Dopo il coro “quella donna là fa la pornostar”, otto tifosi finiscono al banco degli imputati

Si chiude con una citazione diretta a giudizio l’inchiesta sulle offese indirizzate alla presidentessa del “Gallipoli Football 1909”, Paola Vella, il 20 febbraio del 2022, nello stadio “Antonio Bianco”

GALLIPOLI - Saranno in otto a rispondere dal banco degli imputati dei cori sessisti di cui è stata vittima la presidentessa del “Gallipoli Football 1909”, Paola Vella, che al momento del fatto, non era tra gli spalti e apprese la notizia solo il giorno dopo da amici e conoscenti. 
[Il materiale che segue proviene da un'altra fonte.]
PR #756, opened 2021-08-31
Add dependency on IPython genutils.

### LINKED ISSUE #755: IPykernel is broken with IPython 7.27.0+
That release removed its dependency on `ipython_genutils`, but IPykernel is still using it in several places. Since it was not declared directly in `setup.py`, the package is broken when installed in a clean env.

@Carreau, could you take a look at this one?

Carreau:
this was an implicit dependency via IPython, which does not requires it
anymore and traitlets, which also does not requires it anymore since
today.

Closes #755

### DIFF
--- a/ipykernel/connect.py
+++ b/ipykernel/connect.py
@@ -7,7 +7,6 @@ import json
 import sys
 from subprocess import Popen, PIPE
 
-from ipython_genutils.path import filefind
 
 import jupyter_client
 from jupyter_client import write_connection_file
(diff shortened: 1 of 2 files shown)


Carreau:
@blink1073 It look like we'll need another release.

blink1073:
Yep, will do

Carreau:
Thanks ! I've seen the releases are automatic now !

I guess you could also trigger Jupyter releaser when a tag is pushed :-)

blink1073:
For security and accountability reasons, the releases are manual using a specific user's scoped PYPI token

blink1073:
(manual in that I am running the workflows from my fork of releaser)

blink1073:
Done!  And from my phone. 😀

https://github.com/ipython/ipykernel/releases/tag/v6.3.1

PR #761, opened 2021-09-01
Update some warnings with instructions and version number.

Carreau:
I came across this when trying to reproduce an unrelated bug with
someone in an outdated environment, but at least having the version
number will make us more confident when e remove the conditional branch
later.


Carreau:
@minrk There seem to be unexpected crash with a NameError `should_crash` when testing downstream ipyparallel 7.0.0b2, not sure if you want to have a look.

minrk:
Weird, I'll look into it. Looking at the test, that would normally be caused by cloudpickle somehow being invoked.

PR #766, opened 2021-09-06
Don't assume kernels have loops.

Carreau:
In particular the in-process kernels don't.

This does not fix all the issues in particular the quit() and exit()
autocaller that become no-op, but that's another story


blink1073 (approved):
Thank you!

PR #773, opened 2021-09-10
debugpy is now a build requirement

### LINKED ISSUE #770: Debugger always disabled with ipykernel 6.4.0?
Using the latest `6.4.0` version of `ipykernel`, it looks like the debugger is always disabled.

This was first noticed on Binder using this gist: https://gist.github.com/jtpio/6ce26381703355e0ef1da4af742b7f72

But can be reproduced locally:

```bash
mamba create -n tmp python -y
conda activate tmp

# install the latest versions
python -m pip install -U ipykernel debugpy jupyterlab

# start JupyterLab
jupyter lab
```

The spec seems to be installed with `debugger: false` on disk:

```
$ cat ${CONDA_PREFIX}/share/jupyter/kernels/python3/kernel.json
{
 "argv": [
  "python",
  "-m",
  "ipykernel_launcher",
  "-f",
  "{connection_file}"
 ],
 "display_name": "Python 3 (ipykernel)",
 "language": "python",
 "metadata": {
  "debugger": false
 }
}
```

And the kernelspecs return `debugger: false` for `ipykernel` at startup:

image

Dependencies:

```bash
$ pip list | grep -E "debugpy|ipykernel"
debugpy             1.4.1
ipykernel           6.4.0
```

minrk:
to get the right debugger metadata in the wheel kernelspec

due to the runtime check added [here](https://github.com/ipython/ipykernel/pull/767/files#diff-c4f6702e977e08e5d1aee47d489ef372ff37913e7e282dbaf269d050f58d56a7R57). The wheel kernelspec currently has an inaccurate `debugger: false` in its metadata, so should probably do a 6.4.1

closes #770

### DIFF
--- a/pyproject.toml
+++ b/pyproject.toml
@@ -3,6 +3,7 @@ build-backend = "setuptools.build_meta"
 requires=[
   "setuptools",
   "wheel",
+  "debugpy",
   "ipython>=5",
   "jupyter_core>=4.2",
   "jupyter_client",


blink1073 (approved):
Thanks!  I'll cut a release with this change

A seguito della denuncia sporta attraverso il suo avvocato di fiducia Arcangelo Corvaglia, furono avviate le indagini, coordinate dal pubblico ministero Luigi Mastroniani, che avrebbero così consentito di individuare chi intonò quegli insulti contro di lei, durante il match tra “la Asd Città di Gallipoli” e lo “Spartan Legend Ginosa” del campionato Promozione Puglia girone D del 20 febbraio del 2022.
Nello stadio “Antonio Bianco”, furono lanciate una serie di offese del tipo “quella donna là fa la pornostar” e apparve anche uno striscione con su scritto “Vella, lavati la bocca” nel settore dei tifosi gallipolini.
“Non è possibile che ancora oggi una donna venga sommersa di insulti sessisti ed epiteti ingiuriosi per il solo fatto di essere una donna in un ambiente prettamente maschile. Né ritengo sia possibile far finta di nulla e andare oltre un fatto che mi ha segnato profondamente e che ha minato anche la tranquillità e la serenità della mia famiglia e dei miei affetti per fatti talmente incresciosi che non dovrebbero mai verificarsi né in un campo di calcio né in nessun altro luogo. E non è più pensabile neanche tentare di sminuire o ridimensionare le offese sessiste, gratuite e vergognose poste in essere declassificandole a mera espressione di ignoranza”, dichiarò la vittima nella denuncia.
“Nonostante i numerosi attestati di vicinanza, solidarietà e di stima da parte di amici, conoscenti, colleghi e comuni cittadini, la vicenda mi ha lasciato sinceramente sconvolta poiché ancora oggi, a distanza di tempo, non riesco a trovare una singola ragione (che non potrebbe comunque mai costituire una giustificazione) che abbia potuto scatenare un attacco di odio tanto violento nei miei confronti. Mediante questi atti barbari è stata offesa nel profondo della dignità di donna, madre, moglie, professionista e sportiva”, sostenne ancora Vella che ora si potrà costituire parte civile al processo.
La prima udienza è attesa per il 10 giugno davanti alla giudice Giovanna Piazzalunga.